Era uma quarta-feira, dia da palestra tríplice e lançamento do livro
em questão. Entrada gratuita, sendo necessário apenas o comparecimento duas
horas antes do horário marcado para o início do evento. Lá fui eu, na
expectativa de poder fruir a reflexão desses três, os quais tanto admiro. Não contava
com um incidente: mesmo chegando cedo, muitas, muitas outras pessoas chegaram
mais cedo ainda; dessa forma, foi-me impossível atingir o meu intento.
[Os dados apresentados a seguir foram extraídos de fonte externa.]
PR #1523, opened 2018-06-12
Grid cell editingtemplates according column data type

### LINKED ISSUE #1071: The values of boolean type column cells can be modified to any custom value
### Description  
The values of boolean type column cells can be modified to any custom value.

**NOTES:**
A derivative issue from this one is that when the column is filtered by "true", the custom values are included in the filtered IN values. (The custom values should not be able to exist at all.)

### Steps to reproduce  

1. Download and run the attached sample application.
2. Try to change the value of any cell from the "Released"column to a custom string (for example "Hello").

### Result  
The change is successful.

### Expected result  
The change is **not** successful.

### Attachments  

[igxgridSample.zip](https://github.com/IgniteUI/igniteui-angular/files/1928020/igxgridSample.zip)

### LINKED ISSUE #1075: The values of number type column cells can be modified to any custom value
### Description  
The values of number type column cells can be modified to any custom value.

**NOTES:**
A derivative issue from this one is that when the value of a number type cell is set to a string and then we sort the respective number column - the records above and the records below the edited record are independently sorted.

### Steps to reproduce  

1. Run the "Grid" demo app.
2. Enable "Sorting" and "Editable" for the "ID" column.
3. Change the ID value of the third record from 3 to "TEST".

### Result  
The change is successful.

### Expected result  
The change is **not** successful.

### Attachments  

edit

### LINKED ISSUE #1083: Edit the cells of a date type column by using the igx-datePicker
### Description  
Edit the cells of a date type column by using the igx-datePicker as we currently can for the filter cell.

date

### LINKED ISSUE #1271: Implement different ng templates for the igxGrid cell component when it comes to inline editing
### Description  
Currently we have only string template with igxInput for iline editing:

Code snippet:
```
<ng-template #inlineEditor let-cell="cell">
    <igx-input-group>
        <input igxInput [value]="value" [igxFocus]="true" [igxTextSelection]="true" (keydown.enter)="cell.update($event.target.value)">
    </igx-input-group>
</ng-template>
```

We need to create additional templates for boolean, number and date inline editing:

- [x] Create boolean ng template
- [x] Create number ng template
- [x] Create date ng template
- [x] Make default template to be the string template
- [ ] Add styling for the new templates

Related to issues:
#1071 
#1075 
#1083

ddincheva:
Closes #1271 
Closes #1071
Closes #1075
Closes #1083


zdrawku:
@mpavlinov could you assist us with this PR, some style changes should be implemented in order to overcome the three issues below (you can use the dev demos. Grid cell editing sample):

- Pin some columns (with the Pin button) edit OrderDate cell. The edited cell borders will be visible on horizontal scrolling:
image

- Checkbox should be centered:
image

- Issue with the datepicker (this will be fixed once we are ready with the overlay)
image

desig9stein:
1. The one with the borders for editing cell is a bug that need's to be fixed
2. The one with the checkbox is normal behavior and I will center it only for the sample,
3. The one with the overlay will be fixed after the overlay component is ready

PR #1525, opened 2018-06-12
Adding constant chunk size for horizontal virtualization

mpavlinov:
Closes # .  

- [x] When a cell is in edit mode and you click another cell, the first one doesn't exit edit mode
- [x] Open the column resizing sample. Select a cell from the first column and use the right arrow key to scroll to the last column to the right. There is a blank space to the right, where the last "Fax" column should be.


MayaKirova:
@PavlovVasil please re-test the issue and also test GroupBy as it is now in master.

Podia, é claro, ter dois sentimentos. Sabe aquela coisa de se ver o
copo meio cheio ou meio vazio? Pois é. Eu podia ficar irritado contra alguma
coisa indefinida, deixar o sentimento de frustração tomar conta de mim, ou
podia – estoicamente – deixar-me ficar contente, pois aquela enorme fila de
pessoas comuns à minha frente significava exatamente isso: pessoas comuns,
gente como a gente, interessada em algo mais reflexivo, mais profundo, mais
filosófico. Optei pelo copo meio cheio.
“Frei Betto – diz-nos a orelha do livro – é
frade dominicano e escritor. Estudou Jornalismo, Filosofia, Antropologia e
Teologia. Possui 60 títulos publicados, muitos deles
traduzidos do exterior.
O reconhecimento de seu talento literário o fez merecer os prêmios
Jabuti (1982); da Associação Paulista de Críticos de Arte (1998) – “Melhor Obra
Infantojuvenil” com o livro A noite em
que Jesus nasceu, editado pela Vozes; e o Prêmio Alba de Literatura (2009).
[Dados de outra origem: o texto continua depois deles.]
PR #3547, opened 2019-01-08
Add prompt for enabling polyfills 

### LINKED ISSUE #3528: ng add improvements
### Description  
When a user runs ng add igniteui-angular command the following improvements might be done. 
- Notify if the ng/cli versions are lower than the one coming from the package.json of igniteui-angular package
- Prompt to enable polyfills for IE

jackofdiamond5:
Closes #3528 

 - [x] New functionality

### Checklist:


projects/igniteui-angular/package.json
```diff
@@ -63,6 +63,7 @@
   "peerDependencies": {
     "@angular/common": "^7.0.3",
     "@angular/core": "^7.0.3",
+    "@angular/cli": "~7.0.5",
```
damyanpetev: Why would the Angular CLI be a peer dep?

projects/igniteui-angular/schematics/ng-add/schema.json
```diff
@@ -0,0 +1,15 @@
...
+    "$schema": "http://json-schema.org/schema",
+    "id": "igniteui-angular-ng-add",
+    "title": "IgniteUI for Angular ng-add schematic",
+    "type": "object",
+    "properties": {
+        "polyfills": {
+            "type": "boolean",
+            "description": "Add polyfills for IE.",
+            "default": "false",
+            "x-prompt": "Would you like to add polyfills for IE?"
```
damyanpetev: those are already present in the project, correct? So more like "enable" rather than "add".

projects/igniteui-angular/schematics/ng-add/index.ts
```diff
@@ -1,8 +1,9 @@
 import { WorkspaceSchema } from '@angular-devkit/core/src/workspace';
-import { chain, Rule, SchematicContext, Tree, SchematicsException } from '@angular-devkit/schematics';
+import { chain, Rule, SchematicContext, Tree, SchematicsException, FileDoesNotExistException } from '@angular-devkit/schematics';
 import { NodePackageInstallTask, RunSchematicTask } from '@angular-devkit/schematics/tasks';
 // tslint:disable-next-line:no-submodule-imports
 import { getWorkspace } from '@schematics/angular/utility/config';
+import { DependencyNotFoundException } from '@angular-devkit/core';
 
 export interface Options {
   [key: string]: any;
```
damyanpetev: You can add the `polyfills` prop to the options schema btw

projects/igniteui-angular/schematics/ng-add/index.ts
```diff
@@ -49,6 +52,25 @@ function LogIncludingDependency(context: SchematicContext, pkg: string, version:
...
 
+function promptAddPolyfills(tree: Tree, options: Options) {
+  if (options['polyfills']) {
+    const targetFile = 'src/polyfills.ts';
+    if (!tree.exists(targetFile)) {
+      throw new Error(`${targetFile} not found in the src folder.`);
+    }
+
+    // Match all commented import statements that are core-js/es6/*; core-js/es7/*; web-animations-js
+    const pattern = /\/{2}\s{0,}\w+\s{0,}\'(\w+\-\w+\/(\w+)(6|7)\/.+|\w+\-\w+\-\w+\';)/g;
```
damyanpetev: That's way too broad. You _can_ limit it by using core-js in the regex and a super simple text replace for the web animations plugin.

Keep in mind there's a `'core-js/es6/array'` import that's not related and there might be more. For this specific usage even a pattern list of the specific imports doesn't seem like a bad option.

projects/igniteui-angular/schematics/ng-add/index.ts
```diff
@@ -49,6 +52,25 @@ function LogIncludingDependency(context: SchematicContext, pkg: string, version:
   context.logger.log('info', `Including ${pkg} - Version: ${version}`);
 }
 
+function promptAddPolyfills(tree: Tree, options: Options) {
+  if (options['polyfills']) {
+    const targetFile = 'src/polyfills.ts';
+    if (!tree.exists(targetFile)) {
+      throw new Error(`${targetFile} not found in the src folder.`);
```
damyanpetev: This could be a warning - you know, on the off chance we can't get to the file, just let the user know the polyfils might need to be tweaked and carry on, rather than erring out the whole schematic

projects/igniteui-angular/package.json
damyanpetev: Nvm, saw you use it to check versions. Still a nope, though.
You can still infer the CLI version is outdated if core & common are.

projects/igniteui-angular/schematics/ng-add/index.ts
```diff
@@ -145,6 +167,47 @@ function addPackageToJsonDevDependency(tree: Tree, pkg: string, version: string)
...
+  const ngKey = '@angular/core';
+  const ngCliKey = '@angular/cli';
+  const ngProjVer = getDependencyVersion(ngKey, tree);
+  const ngCliProjVer = getDependencyVersion(ngCliKey, tree);
+
+  const igAngularVer = igPackageJson.peerDependencies[ngKey];
+  const igAngularCliVer = igPackageJson.peerDependencies[ngCliKey];
+
+  if (ngProjVer < igAngularVer) {
+    context.logger.log('warn',
```
damyanpetev: There should be a `context.warn` shortcut?

projects/igniteui-angular/schematics/ng-add/index.ts
```diff
@@ -145,6 +167,47 @@ function addPackageToJsonDevDependency(tree: Tree, pkg: string, version: string)
...
+      `Angular version mismatch. Installed version: ${ngProjVer} - igniteui-angular version: ${igAngularVer}`);
+  }
+  if (ngCliProjVer < igAngularCliVer) {
+    context.logger.log('warn',
+      `Angular CLI version mismatch. Installed version: ${ngCliProjVer} - igniteui-angular version: ${igAngularCliVer}`);
```
damyanpetev: I'd check `@angular/common` instead of CLI.
The message could be a bit more descriptive too. Something explaining the added Ignite UI for Angular package is build against a newer version of angular[/core] and lower versions were found in the current project.
Could also suggest a way to remedy that would be to use `ng update`

projects/igniteui-angular/schematics/ng-add/index.ts
```diff
@@ -21,6 +23,25 @@ function logSuccess(options: Options): Rule {
   };
 }
 
+function LogIncludingDependency(context: SchematicContext, pkg: string, version: string): void {
```
damyanpetev: Would appreciate lower cased function name :)

projects/igniteui-angular/schematics/ng-add/index.ts
```diff
@@ -41,12 +62,20 @@ function addDependencies(options: Options): Rule {
...
 
-function LogIncludingDependency(context: SchematicContext, pkg: string, version: string) {
-  context.logger.log('info', `Including ${pkg} - Version: ${version}`);
+/**
+ * The import is needed so that the igxGrid can render under IE.
+ * - https://github.com/IgniteUI/igniteui-cli/issues/344
+ */
+function addIgxGridSupportForIe(polyfillsData: string): string {
+  const targetImport = 'import \'core-js/es6/set\';';
+  const lineToAdd = 'import \'core-js/es7/object\';';
```
damyanpetev: I'd actually include the comment about why this poly is needed as well

projects/igniteui-angular/schematics/ng-add/index.spec.ts
```diff
@@ -99,4 +129,19 @@ describe('schematics', () => {
     expect(Object.keys(pkgJsonData.devDependencies).filter(k => k.includes('igniteui-cli')).length).toBeGreaterThan(0);
     expect(Object.keys(pkgJsonData.dependencies).filter(k => k.includes('igniteui-cli')).length).toBe(0);
   });
+
+  it('should properly add polyfills', () => {
+    expect(tree.readContent('src/polyfills.ts')).toBe(polyfills);
+    runner.runSchematic('ng-add', { polyfills: true }, tree);
+    expect(tree.readContent('src/polyfills.ts')).not.toBe(polyfills);
```
damyanpetev: While technically true the file shouldn't remain the same, it's not really an exact check the schematic did the expected job :)

projects/igniteui-angular/schematics/ng-add/index.spec.ts
```diff
@@ -19,16 +40,25 @@ describe('schematics', () => {
...
     tree = new UnitTestTree(new EmptyTree());
     tree.create('/angular.json', JSON.stringify(ngJsonConfig));
     tree.create('/package.json', JSON.stringify(pkgJsonConfig));
+    tree.create('src/polyfills.ts', polyfills);
+    populatePackageJson();
   });
 
+  function populatePackageJson() {
+    const pkgJson = JSON.parse(tree.read('/package.json').toString());
+    pkgJson.dependencies['@angular/common'] = '^7.0.3';
```
damyanpetev: Probably not a great idea to hardcode those versions (you can grab them from the current project dependencies).
Also might want to have one test with a lower versions to verify the warning.

jackofdiamond5:
The version mismatch message is moved in the [schematic](https://github.com/IgniteUI/igniteui-cli/pull/436) of igniteui-cli.

projects/igniteui-angular/schematics/tsconfig.json
```diff
@@ -4,6 +4,6 @@
         "module": "commonjs",
         "sourceMap": false,
         "declaration": true,
-        "outDir": "../../../dist/igniteui-angular/schematics/ng-add"
+        "outDir": "../../../dist/igniteui-angular/schematics/"
```
damyanpetev: Umm, @jackofdiamond5  Are you sure about this one?
`collection.json` still says `"factory": "./ng-add/index"`, i.e. this should break the schematic.

jackofdiamond5: The path should not lead to the `ng-add` folder as the gulp `copy-schematics` task would place the built files explicitly within the `ng-add` folder. Which basically means that if you were to add an additional schematic, to the project and then build it, it would go under `ng-add`.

Entre suas obras literárias se destacam Sinfonia
universal – A cosmovisão de Teilhard de Chardin, A arte de reinventar a vida e, em parceria com Leonardo Boff, Mística e espiritualidade, editadas pela
Vozes.
Ao longo de sua trajetória, Frei Betto tem recebido vários prêmios por
se destacar na luta pelos direitos humanos, com destaque para o Prêmio
Intrernacional Unesco José Martí, para o qual foi indicado por unanimidade em
2012. Recebeu, em 2015, o título Doutor Honoris Causa em Filosofia da
Universidade de Havana.”
“Leonardo
Boff – continua a orelha do livro – (1938) foi por mais de 20 anos professor de
Teologia Sistemática no Instituto Franciscano de Petrópolis e posteriormente
professor de Ética, Filosofia da Religião e de Ecologia Filosófica na
Universidade Estadual do Rio de Janeiro. Também professor-visitante em várias
universidades estrangeiras. Por muitos anos coordenou as publicações religiosas
da Editora Vozes e especialmente a Obra Completa de C. G. Jung. É membro da
Iniciativa Internacional da Carta da Terra, da qual é um dos corredatores. Em 2002
foi galardoado pelo Parlamento Sueco com o Prêmio Nobel Alternativo da Paz, por
associar ecologia com justiça social e espiritualidade.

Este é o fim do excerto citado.